In questo senso riteniamo che il modo migliore per cogliere l’importanza di Ohsawa come filosofo e ricercatore della verità sia quella di riportare tale e quale la sintesi dei criteri che devono ispirare la ricerca che ognuno di noi deve compiere; sintesi che egli ha ereditato da una saggezza antica per la quale sarebbe quanto meno discutibile tentare di individuare tempo e luogo di origine.

Questa sintesi si trova nei testi di Ohsawa e viene riportata da molti libri e riviste che parlano di macrobiotica e può essere utilmente suddivisa in tre “momenti”.

Sottolineiamo, ancora una volta, che da questa sintesi possiamo trarre tutti gli strumenti per ripensare la nostra vita e farla diventare una progressiva, esaltante crescita di consapevolezza.

- I principi dell’ordine dell’universo -

1- Tutto cambia e ciò che inizia finisce.

2- Non vi è dritto senza rovescio.

3- Nulla è assolutamente identico a qualcos’altro.

4- Quanto è più grande è il dritto, tanto più grande è il rovescio.

5- Il mutamento non è altro che la differenziazione o l’integrazione dei due fattori antagonisti e complementari: yin e yang: la stabilità è un equilibrio dinamico.

6- L’infinito-assoluto-eterno si polarizza in yin e yang.

7- L’infinito-assoluto-eterno è il motore immobile di tutto ciò che cambia, della incessante trasformazione di yin in yang e di yang in yin: da ciò ne consegue che ogni cosa è una differenziazione dell’Infinito-Uno.

Ohsawa precisa: le sei prime leggi (da 1 a 6) sono leggi del mondo della relatività, mentre la settima è la legge dell’universo intero, ivi compreso questo mondo relativo che è solo un punto geometrico dell’universo-infinito-assoluto-eterno.

- Le dodici leggi del cambiamento del principio unico -

1- L’infinito Uno comprende in sè yin e yang.

2- Yin e yang esprimono in modo antagonista e complementare l’infinita forza dell’Uno.

3- Yin manifesta la forza centrifuga; yang manifesta la forza centripeta. Yin e yang combinate in infinite proporzioni variabili producono l’energia e tutti i fenomeni.

4- Yin attrae yang e yang attrae yin.

5- Yin respinge yin e yang respinge yang.

6- La forza di attrazione è proporzionale alla differenza tra le componenti yin e yang.
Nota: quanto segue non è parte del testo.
PR #2261, opened 2025-07-29
fix(querydataprovider): handle 403 and 408 errors manually [MA-4096]

jordojordo:
# Summary
Fix [MA-4096](https://konghq.atlassian.net/browse/MA-4096)

This will update the QueryDataProvider to properly catch and handle 403 and 408 status codes to display a message rather than causing a global error to be displayed.

[MA-4096]: https://konghq.atlassian.net/browse/MA-4096?atlOrigin=eyJpIjoiNWRkNTljNzYxNjVmNDY3MDlhMDU5Y2ZhYzA5YTRkZjUiLCJwIjoiZ2l0aHViLWNvbS1KU1cifQ

### DIFF
--- a/packages/analytics/dashboard-renderer/src/components/QueryDataProvider.vue
+++ b/packages/analytics/dashboard-renderer/src/components/QueryDataProvider.vue
@@ -154,7 +154,7 @@ const { data: v4Data, error, isValidating } = useSWRV(queryKey, async () => {
       errorMessage.value = e?.response?.data?.message || e?.message
     }
 
-    return errorMessage.value
+    throw e
   } finally {
     emit('queryComplete')
   }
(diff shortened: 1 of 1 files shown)


packages/analytics/dashboard-renderer/src/components/QueryDataProvider.vue
adorack, line 1: I think it's worth figuring out why these messages aren't showing up.  It looks like the empty state's message prop isn't getting filled in, maybe?

adorack (changes requested):

packages/analytics/dashboard-renderer/src/components/QueryDataProvider.vue
jordojordo: This was a silly issue. We were not awaiting the call to `queryBridge.queryFn()` which would not settle the promise and subsequently the `catch` would never run.

PR #2275, opened 2025-07-31
feat(dashboards): disable zoom if event handler not present [MA-4159]

adorack:
Dashboards aren't in charge of the time period they're querying, so unless the host app provides a zoom event handler, there's no point in allowing zoom.

# Summary

### DIFF
--- a/packages/analytics/dashboard-renderer/src/components/DashboardRenderer.vue
+++ b/packages/analytics/dashboard-renderer/src/components/DashboardRenderer.vue
@@ -42,15 +42,23 @@
 
 <script setup lang="ts">
 import type { DashboardRendererContext, DashboardRendererContextInternal, GridTile } from '../types'
-import type { AbsoluteTimeRangeV4, DashboardConfig, TileConfig, SlottableOptions, TileDefinition, AllFilters } from '@kong-ui-public/analytics-utilities'
+import type {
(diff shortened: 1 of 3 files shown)


filipgutica (dismissed):
Just one comment

packages/analytics/dashboard-renderer/src/components/DashboardRenderer.vue
```diff
@@ -185,12 +193,17 @@ const mergedContext = computed<DashboardRendererContextInternal>(() => {
     editable = false
   }
 
+  // Check if the host app has provided an event handler for zooming.
+  // If there's no handler, disable zooming -- it won't do anything.
+  const zoomable = !!getCurrentInstance()?.vnode?.props?.onZoomTimeRange
```
filipgutica, line 198: isn't the emit named `zoomTimeRange` ?

filipgutica (commented):
Just had a question

packages/analytics/dashboard-renderer/src/components/DashboardRenderer.vue
filipgutica: Heh, interesting, good to know!

filipgutica (approved):

PR #2280, opened 2025-08-04
chore(entities-shared): add supported entity type for event gateway

TT1228:
# Summary

Add supported entity type for event gateway


nekolab (approved):
LGTM

PR #2283, opened 2025-08-05
feat(*): filter out non-redis partials in redis partials [KM-1546]

2eha0:
# Summary

KM-1546


TT1228 (approved):
LGTM. Are there any other places we need to filter out other partials?

PR #2289, opened 2025-08-06
fix(entities-upstreams-targets): enable header in active health check 

hangrao:
[KM-1555,](https://konghq.atlassian.net/browse/KM-1555) enable header in active health check for Konnect.

Tested on Konnect, header can be displayed.
image

JIRA: KM-1555

# Summary


packages/entities/entities-upstreams-targets/src/components/UpstreamsFormActiveHealthCheck.cy.ts
```diff
@@ -280,7 +280,7 @@ describe('<UpstreamsFormActiveHealthCheck/>', { viewportHeight: 700, viewportWid
     })
   })
 
-  // TODO: remove when api will support `headers` property
+  // Konnect supports `headers` property now
```
Leopoldthecoder, line 283: I think we can merge this test with the following one:
1. Remove line 283 to line 295
2. Change line 296 to `it('Should bind headers data correctly', () => {`
3. Remove line 301
4. Then remove line 2

hangrao:
> The changes look good to me, but it seems the Konnect API still rejects the payload with `healthchecks.active.headers` while I was verifying this on the Gateway Manager. Let's hold off on merging this until we receive confirmation from the Koko team.

Thanks, resolved by using v2 validate endpoints.

Leopoldthecoder (approved):

PR #3, opened 2018-11-14
Removed type on variables definition with direct value assign.

abdullahselek:


xwu:
It looks like this project explicitly annotates the type of static and instance members, which is a valid style choice with its own advantages.

benlangmuir:
@xwu is correct. I am cautious about relying on inference in instance and static properties, because I believe it may slow down type-checking non-primary files.  I also like being explicit about the type of anything public, and at that point it's nice to just be consistent for everything internal as well.

I could be convinced to change this in the future, but I would want to see evidence that swift style is standardizing on implicit types _in API_ and that my type-checking performance concern is unfounded or can be mitigated effectively.

aciidb0mb3r:
I think @jrose-apple said it's not really a good idea to rely on type inference for properties.

jrose-apple:
@benlangmuir gave most of the reasons why I believe that. If the repeated type is bothersome, one option is to use `.init` instead:

```
public static let quickFix: CodeActionKind = .init(rawValue: "quickfix")
```

But this would also be a style choice that the maintainers would have to agree is better.

akyrtzi:
I discussed with @benlangmuir and he'll add a style guide so it's clear to contributors.

PR #5, opened 2018-11-15
Add "Document Symbols" to status feature list

benlangmuir:
This is very similar to sourcekitd's "document structure", which can provide a hierarchical view of entities in the current file.


akyrtzi:
Nitpick, could you also change 'Open Quickly' to the LSP name, 'Workspace Symbols' I think ?

benlangmuir:
Sure: https://github.com/apple/sourcekit-lsp/pull/6

PR #13, opened 2018-11-20
[SKCore] If 'Platform.currentPlatform' is nil use 'so' as library extension

akyrtzi:
Platform only detects the 'debian' linux flavor so if it is nil it's most likely an unknown linux flavor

La forza di repulsione è inversamente proporzionale alla differenza tra le componenti yin e yang.

7- Tutti i fenomeni sono effimeri perchè mutano costantemente le forze yin o yang che li costituiscono; yin e yang, infatti, sono in continuo divenire e, comunque, tendono a trasformarsi nel loro opposto.
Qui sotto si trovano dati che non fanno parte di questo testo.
PR #24, opened 2018-11-30
Add "textDocument/foldingRanges"

rockbruno:
Hey there, I was reading about the LSP yesterday and wanted to take a shot at implementing the folding requests 🙂 

Although I'm unsure how Xcode implemented it, some spelunking makes me believe you guys are using the`bodyoffsets` from `editor.open` requests, so that's how I tackled it.

The first commit works for perfectly idented bodies but stills fails for weird syntaxes like:

```
func foo() {

return }
```

Since Xcode can treat these, I'll implement the full request to treat the edge cases.

screen shot 2018-11-30 at 10 12 18 am


rockbruno:
I've removed the WIP tag and rebased the commits - It's now supporting all bodies and comments recognized by SourceKit. My only pet peeve is that it acts slightly different than the default folding behaviour from VS Code. While VSCode will fold something with the bracket on the next line:

```
func foo() { ...
}
```
...this implementation will get rid of it:
```
func foo() { ...
```
It does seem to be in line with how Xcode folds it though, and VS Code fails to fold the edge case I first mentioned which makes me think this might not be the worst approach after all.

Sources/SourceKit/sourcekitd/SwiftLanguageServer.swift
```diff
@@ -547,6 +548,81 @@ extension SwiftLanguageServer {
...
+      var structureStack: [SKResponseArray] = [substructure]
+      while let substructure = structureStack.popLast() {
+        substructure.forEach { _, value in
+          if let offset: Int = value[self.keys.bodyoffset],
+             let length: Int = value[self.keys.bodylength],
+             length > 0,
+             let start: Position = snapshot.positionOf(utf8Offset: offset),
+             let end: Position = snapshot.positionOf(utf8Offset: offset + length) {
+            let range = FoldingRange(startLine: start.line,
+                                     startCharacter: offset,
```
benlangmuir: I'm pretty sure the start/index "character" are columns, not absolute positions.  Otherwise the comment in the spec about defaulting to the length of the line make no sense (also the line+character terminology matches what's in "Position", which is definitely a column index).

So these should be start.utf16index and end.utf16index I think.

Could this be related to what you mentioned in the description about how the line folding didn't match vscode's builtin folding?

Sources/SourceKit/sourcekitd/SwiftLanguageServer.swift
```diff
@@ -547,6 +548,81 @@ extension SwiftLanguageServer {
...
+        if let kind: sourcekitd_uid_t = value[self.keys.kind],
+           kind == self.values.syntaxtype_comment,
+           let offset: Int = value[self.keys.offset],
+           let start: Position = snapshot.positionOf(utf8Offset: offset),
+           let length: Int = value[self.keys.length],
+           // SourceKit marks the end of a comment as the first non-comment character
+           // after it, so we subtract one to get the real comment range.
+           let end: Position = snapshot.positionOf(utf8Offset: offset + length - 1) {
+          let range = FoldingRange(startLine: start.line,
+                                   startCharacter: offset,
```
benlangmuir: See my comment below about start/end "characters".

akyrtzi: > I need to think about this more, but my current feeling is to accept the current (open a new document ever time) approach and move to swift syntax in the future. /cc @akyrtzi for his thoughts on this question.

Using sourcekitd for syntactic functionality is an evolutionary dead-end, we'll adopt SwiftSyntax at some point. So I wouldn't worry about making it efficient, keep it simple.
The tests you'll add for this will be useful to validate that SwiftSyntax integration works as expected later on, make sure you have tests that check the behavior when edits occur as well.

akyrtzi:
> I need to think about this more, but my current feeling is to accept the current (open a new document ever time) approach and move to swift syntax in the future. /cc @akyrtzi for his thoughts on this question.

Using sourcekitd for syntactic functionality is an evolutionary dead-end, we'll adopt SwiftSyntax at some point. So I wouldn't worry about making it efficient, keep it simple.
The tests you'll add for this will be useful to validate that SwiftSyntax integration works as expected later on, make sure you have tests that check the behavior when edits occur as well.

benlangmuir:
> make sure you have tests that check the behavior when edits occur as well.

Folding ranges doesn't have any real interaction with edits, so it doesn't seem like the right place to test this to me.  When we add swift syntax support I expect we'll want to test the more specific goal of keeping a shared syntax tree in sync with edit requests.

akyrtzi:
> > make sure you have tests that check the behavior when edits occur as well.
> 
> Folding ranges doesn't have any real interaction with edits, so it doesn't seem like the right place to test this to me. When we add swift syntax support I expect we'll want to test the more specific goal of keeping a shared syntax tree in sync with edit requests.

SGTM.

Sources/SourceKit/sourcekitd/SwiftLanguageServer.swift
```diff
@@ -547,6 +548,81 @@ extension SwiftLanguageServer {
...
+
+    guard let snapshot = documentManager.latestSnapshot(req.params.textDocument.url) else {
+      log("failed to find snapshot for url \(req.params.textDocument.url)")
+      req.reply(nil)
+      return
+    }
+
+    let skreq = SKRequestDictionary(sourcekitd: sourcekitd)
+    skreq[keys.request] = requests.editor_open
+    skreq[keys.name] = "IBSwiftAnnotationProvider:" + snapshot.document.url.path
```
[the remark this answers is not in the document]
rockbruno: Hahaha I left it in because I was trying to cover the day Xcode implements the LSP. I assumed it was important for this request to continue sending it. Is just the URL enough or should we come up with another prefix?

rockbruno:
Thank you for your inputs @benlangmuir and @akyrtzi. I was under the impression that SourceKit had some form of internal cache given that I get a few duplicate editor.open requests after booting a single-file Xcode project, so I blindly went with the always-request approach. I'll implement the necessary changes shortly.

Sources/SourceKit/sourcekitd/SwiftLanguageServer.swift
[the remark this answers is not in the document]
benlangmuir: Use another prefix, otherwise it will conflict with the normal `textDocument/didOpen` code path.  Something like "FoldingRanges:" would be fine.

Sources/SourceKit/sourcekitd/SwiftLanguageServer.swift
rockbruno: That makes a lot of sense! I got confused by the name they used in the protocol.
It didn't changed that behaviour though. I _assume_ they're ignoring these properties completely in favor of folding the entire line, because if you have something like this:
```
func foo() {
    func bar() {

    } //comment
}
```
and subtract one from the end offset (so it ends before the closing brace), `foo` will fold like the builtin version, but `bar` loses the brace and the comment. That would explain why things worked even though the characters were wrong.

Sources/LanguageServerProtocol/FoldingRange.swift
```diff
@@ -0,0 +1,41 @@
...
+
+/// A single folding range result.
+public struct FoldingRange: ResponseType, Hashable {
+
+  /// The zero-based line number from where the folded range starts.
+  public var startLine: Int
+
+  /// The zero-based character offset from where the folded range starts.
+  /// If not defined, defaults to the length of the start line.
+  public var startCharacter: Int?
```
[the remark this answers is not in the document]
rockbruno: The builtin behavior (in .swift files at least) appears to be to fold everything in the lines after and before the braces:

```
func foo() { 1111 //intact
    2222 //folded
3333 } //intact
```
With SourceKit setting startLine to 1 and endLine to 3, the behavior is:
```
func foo() { 1111 //intact
    2222 //folded
3333 } //folded
```
Which is the behavior the comments define. The problem is that they appear to be ignoring the character properties, as I was unable to make `func foo() {` stay intact but fold `1111`. I'm investigating if that's really the case.

Sources/LanguageServerProtocol/FoldingRange.swift
```diff
@@ -18,24 +18,34 @@ public struct FoldingRange: ResponseType, Hashable {
 
   /// The zero-based character offset from where the folded range starts.
   /// If not defined, defaults to the length of the start line.
-  public var startCharacter: Int?
+  public var utf16startIndex: Int?
```
benlangmuir: Should be an upper-case S in `utf16StartIndex`.  Same with E in end.

Sources/SourceKit/sourcekitd/SwiftLanguageServer.swift
```diff
@@ -547,6 +548,81 @@ extension SwiftLanguageServer {
...
+      syntaxMap.forEach { _, value in
+        if let kind: sourcekitd_uid_t = value[self.keys.kind],
+           kind == self.values.syntaxtype_comment,
+           let offset: Int = value[self.keys.offset],
+           let start: Position = snapshot.positionOf(utf8Offset: offset),
+           let length: Int = value[self.keys.length],
+           // SourceKit marks the end of a comment as the first non-comment character
+           // after it, so we subtract one to get the real comment range.
+           let end: Position = snapshot.positionOf(utf8Offset: offset + length - 1) {
+          let range = FoldingRange(startLine: start.line,
```
benlangmuir: Style: When you have multiple lines of `if let` bindings and conditions, please put the final `{` on its own line. Otherwise it's hard to see where the condition ends and the following code begins (I read this wrong twice now).  There's a similar case below in the structure handling code.

Sources/SourceKit/sourcekitd/SwiftLanguageServer.swift
```diff
@@ -547,6 +548,81 @@ extension SwiftLanguageServer {
...
+
+      syntaxMap.forEach { _, value in
+        if let kind: sourcekitd_uid_t = value[self.keys.kind],
+           kind == self.values.syntaxtype_comment,
+           let offset: Int = value[self.keys.offset],
+           let start: Position = snapshot.positionOf(utf8Offset: offset),
+           let length: Int = value[self.keys.length],
+           // SourceKit marks the end of a comment as the first non-comment character
+           // after it, so we subtract one to get the real comment range.
+           let end: Position = snapshot.positionOf(utf8Offset: offset + length - 1) {
```
benlangmuir: I don't think this subtraction should be necessary.  Both LSP and sourcekitd use half-open ranges (the range includes the start position and goes up to but *not* including the end position).  They should both expect the end offset to be one-past the last character of the comment AFAICT.

Heres what the spec says about the `Range` type:
> A range in a text document expressed as (zero-based) start and end positions. A range is comparable to a selection in an editor. Therefore the end position is exclusive.

And the comments in the spec about FoldingRange's endCharacter says that it defaults to the line length, which is also one-past the end.

Tests/SourceKitTests/SKLocalSwiftTests.swift
```diff
@@ -217,6 +217,73 @@ final class SKLocalSwiftTests: XCTestCase {
...
+       c3
+      */
+      var abc: Int
+
+      func test(a: Int) {
+        guard a > 0 else { return }
+        self.abc = a
+      }
+    }
+    """)))
```
benlangmuir: I'd like to see some tests that include a doc comment, and maybe some inline /**/ comments within a line.  If you can find cases where a comment right before or after another range end up with the same start or end point, that would be interesting to have tests for as well.

Sources/LanguageServerProtocol/FoldingRange.swift
```diff
@@ -0,0 +1,51 @@
...
+
+/// A single folding range result.
+public struct FoldingRange: ResponseType, Hashable {
+
+  /// The zero-based line number from where the folded range starts.
+  public var startLine: Int
+
+  /// The zero-based character offset from where the folded range starts.
+  /// If not defined, defaults to the length of the start line.
+  public var utf16StartIndex: Int?
```
benlangmuir: Should be `startUTF16Index` and `endUTF16Index` so that the connection with `startLine` and `endLine` is clearer.  I think I told you the wrong thing when I suggested you rename these, sorry about that!

Sources/SourceKit/sourcekitd/SwiftLanguageServer.swift
rockbruno: The reason I added that is because a simple comment like `//foo` will end up with a different endLine, as the "end" of the comment here is the start of the next line. It was causing VSCode to fold whatever was on the next line even though the comment only really covers a single line. It might have to do with the supposed ignored properties I mentioned earlier in this case, but I wasn't sure how to stop it other than subtracting it. What do you think?

benlangmuir: Hmm, in that case subtracting 1 _before_ finding the Position doesn't seem like a good fix, since it only does the right thing if the end position is on a different line.  Maybe you could compute the correct Position, but then check if the end of the range is at column 0, and in that case change it to the previous line but with column number = line length?  It's the same position in an abstract sense, but if something is only looking at the line number and not the column it will be more correct.

benlangmuir: To clarify, I mean change `Position(line: N, utf16Index: 0)` to `Position(line: N-1, utf16Index: <length of line N-1>)`.  You can get the line length from the snapshot's LineTable.

rockbruno: Definitely sounds better! To be fair, I just noticed the same problem exists if you have something right after a brace, like a promise:
```
foo().then {
   //
}.then {
}
```
Folding the first block would also fold the second `then` if the client only supports folding whole lines. It's the same problem, although the comment one definitely looks weirder. If you're right about the end position being expected to be one character past then perhaps we don't need to treat this at all since the problem will always exist for bodies.

rockbruno:
Alright! I think I finally cracked the issue this time @benlangmuir . It seems that VSCode really only supports line folding:
```
    fillClientCapabilities(capabilites) {
        let capability = ensure(ensure(capabilites, 'textDocument'), 'foldingRange');
        capability.dynamicRegistration = true;
        capability.rangeLimit = 5000;
        capability.lineFoldingOnly = true;
    }
```
[Their models don't even check the offsets.](https://github.com/Microsoft/vscode/blob/master/src/vs/vscode.d.ts#L3696)

In regards to why the last line was getting folded, [their tests seem to show that they're not supposed to be part of the range.](https://github.com/Microsoft/vscode/blob/957518fdffe5b62262e957e2f942e373f825312a/src/vs/editor/contrib/folding/test/syntaxFold.test.ts#L34) I wasn't sure if that's how the LSP is supposed to work but I've coded the feature around it just in case.

I've removed the code that was subtracting the offsets and instead starting passing the client's capabilities to the server. If they only support line folding, I ignore the last line, otherwise I send the real lines and offsets. This makes it work exactly like the built-in behaviour in VSCode, although I'm still not sure if it would behave correctly in an IDE that can fold arbitrary ranges (as in, do we need to ignore the last character?)

I also added support to doc comments, but since SourceKit breaks them into several components I've had to make the response's merge successive comments into one. I took a bit of freedom to make it work so I think you'll want to take a look at it again.

Sources/SourceKit/sourcekitd/SwiftLanguageServer.swift
```diff
@@ -519,6 +524,117 @@ extension SwiftLanguageServer {
...
+    }
+
+    // FIXME: cancellation
+    _ = handle
+  }
+
+  func addFoldingRange(offset: Int, length: Int, kind: FoldingRangeKind? = nil, in snapshot: DocumentSnapshot, toArray ranges: inout [FoldingRange]) {
+    let capabilities = clientCapabilities.textDocument?.foldingRange
+    if let rangeLimit = capabilities?.rangeLimit, ranges.count == rangeLimit {
+      return
```
rockbruno: Thinking about it now, I should've halted the whole request if the limit was reached.

Tests/SourceKitTests/LocalSwiftTests.swift
```diff
@@ -220,6 +220,115 @@ final class LocalSwiftTests: XCTestCase {
     XCTAssertNotEqual(after, selfDot)
   }
 
+  func testFoldingRanges() {
```
rockbruno: I should write tests to see how the different capabilities can affect the response, but I wasn't sure how to approach it here.

benlangmuir: 👍 I suggest creating a new test class that duplicates the TestServer setup from this class, but moves the InitializeRequest out of `setUp` and into the individual test methods.  It can just go at the bottom of this file for now, and if it grows we can move it later.

Sources/SourceKit/sourcekitd/SwiftLanguageServer.swift
benlangmuir: That seems like a good idea to me; would be interesting to know what other language servers do.

Sources/SourceKit/sourcekitd/SwiftLanguageServer.swift
```diff
@@ -519,6 +524,117 @@ extension SwiftLanguageServer {
...
+
+      syntaxMap.forEach { _, value in
+        if let kind: sourcekitd_uid_t = value[self.keys.kind],
+           kind.isCommentKind(self.values),
+           let offset: Int = value[self.keys.offset],
+           let length: Int = value[self.keys.length]
+        {
+          if let comment = currentComment {
+            if offset == comment.offset + comment.length {
+              currentComment?.length += length
```
benlangmuir: Cannot be nil, so please use `currentComment!` so it will complain loudly if we ever break this invariant.

Sources/SourceKit/sourcekitd/SwiftLanguageServer.swift
```diff
@@ -519,6 +524,117 @@ extension SwiftLanguageServer {
...
+      // Merge successive comments into one big comment by adding their lengths.
+      var currentComment: (offset: Int, length: Int)? = nil
+
+      syntaxMap.forEach { _, value in
+        if let kind: sourcekitd_uid_t = value[self.keys.kind],
+           kind.isCommentKind(self.values),
+           let offset: Int = value[self.keys.offset],
+           let length: Int = value[self.keys.length]
+        {
+          if let comment = currentComment {
```
benlangmuir: Could we simplify this `if` a bit:
```swift
if let comment = currentComment, comment.offset + comment.length == offset {
  currentComment!.length += length
  continue
}

if let comment = currentComment != nil {
  self.addFoldingRange(...)
}

currentComment = (offset: offset, length: length)
```

Sources/SourceKit/sourcekitd/SwiftLanguageServer.swift
```diff
@@ -519,6 +524,117 @@ extension SwiftLanguageServer {
...
+  }
+
+  func addFoldingRange(offset: Int, length: Int, kind: FoldingRangeKind? = nil, in snapshot: DocumentSnapshot, toArray ranges: inout [FoldingRange]) {
+    let capabilities = clientCapabilities.textDocument?.foldingRange
+    if let rangeLimit = capabilities?.rangeLimit, ranges.count == rangeLimit {
+      return
+    }
+    guard let start: Position = snapshot.positionOf(utf8Offset: offset),
+          let end: Position = snapshot.positionOf(utf8Offset: offset + length) else {
+      return
```
benlangmuir: Worth logging this failure at `.warning` level.

Sources/SourceKit/sourcekitd/SwiftLanguageServer.swift
```diff
@@ -519,6 +524,117 @@ extension SwiftLanguageServer {
...
+    }
+    let range: FoldingRange
+    // If the client only supports folding full lines, ignore the end character's line.
+    if capabilities?.lineFoldingOnly == true {
+      let lastLineToFold = end.line - 1
+      if lastLineToFold <= start.line {
```
benlangmuir: So you can never fold a single line?  Is that expected?

rockbruno: If the client only supports folding entire lines but the range starts and ends at the same line, then you'll certainly end up folding things outside the range, such as the braces themselves. 

VSCode itself ignores the lines that start/end a range as it folds (startLine+1...endLine), with startLine being used only as a place to display the fold button and endLine being the line before the closing brace, so a range that starts and ends at the same line has no effect.

Tests/SourceKitTests/LocalSwiftTests.swift
rockbruno: That did the trick perfectly. Thanks!

benlangmuir:
LGTM!  Congratulations on landing our first new request since we open-sourced! 🎉

rockbruno:
Thanks for the patience @benlangmuir! Feel free to ping me once SwiftSyntax gets in the picture, I would love to assist in porting this and other features in any way I can.

benlangmuir:
@rockbruno we should update the README [status table](https://github.com/apple/sourcekit-lsp#status).  Would you like to do the honours?

rockbruno:
Absolutely! https://github.com/apple/sourcekit-lsp/pull/45 🎉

8- Niente è solamente yin o solamente yang. Ogni cosa è composta dall’insieme di queste forze il cui equilibrio dinamico è in continuo mutamento.
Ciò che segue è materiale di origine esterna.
PR #27, opened 2018-12-02
[build] Fix warnings about Foundation.Process on Linux

benlangmuir:
launchPath and launch are deprecated. Use exectuableURL and run() when
available.

### DIFF
--- a/Sources/SKSupport/Path.swift
+++ b/Sources/SKSupport/Path.swift
@@ -1,0 +1,22 @@
+//===----------------------------------------------------------------------===//
+//
+// This source file is part of the Swift.org open source project
+//
+// Copyright (c) 2014 - 2018 Apple Inc. and the Swift project authors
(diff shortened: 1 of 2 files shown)


Sources/SKSupport/Path.swift
```diff
@@ -0,0 +1,22 @@
...
+//
+//===----------------------------------------------------------------------===//
+
+import Basic
+import Foundation
+
+extension AbsolutePath {
+
+  /// File URL created from the normalized string representation of the path.
+  public var asURL: URL {
```
krzyzanowskim: I'd say this extension should go up to SwiftPM. I use it everywhere by myself ;-)
https://github.com/apple/swift-package-manager/pull/1894/commits

benlangmuir: Note: I merged this as is, but will remove our copy of this API once we update to a new enough swiftpm.

PR #32, opened 2018-12-05
[swiftpm] Add target triple string to build directory path

benlangmuir:
We were previously depending on the symlink `.build/debug -> .build/<TRIPLE>/debug`, which mostly works, but has subtle inconsistencies that can sometimes break loading clang modules from the build.  Note: the path uses the triple string *without* a version.  That's what swiftpm does, and it's intentional.

rdar://46427413


aciidb0mb3r:
No reason. We can make this implicit in the build params. Can you file a bug or maybe a PR ;)

PR #50, opened 2018-12-14
[Folding nit] Ignore the structure stack after the limit

rockbruno:
Just a little cleanup, with the limit being checked on the loop we don't have to kill the stack anymore. Should make the logic easier to read.


benlangmuir:
Good idea

PR #58, opened 2018-12-27
[WIP] Support workspace folders

krzyzanowskim:
- [x] Adds support of multiple root paths of a workspace
- [ ] Update root paths

It's half-baked. Most of the model is there. Kind of rabbit hole and not even very urgent feature after all.


krzyzanowskim:
something went wrong with my push, I'll create new PR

9- Non esiste nulla che sia neutro. In qualsiasi realtà esiste sempre un predominio di yin o di yang.

10- Il grande yin attrae il piccolo yin. Il grande yang attrae il piccolo yang.

11- Lo yin estremo produce yang. Lo yang estremo produce yin.

12- Tutti gli oggetti e le forme fisiche sono yang al centro e yin alla superficie.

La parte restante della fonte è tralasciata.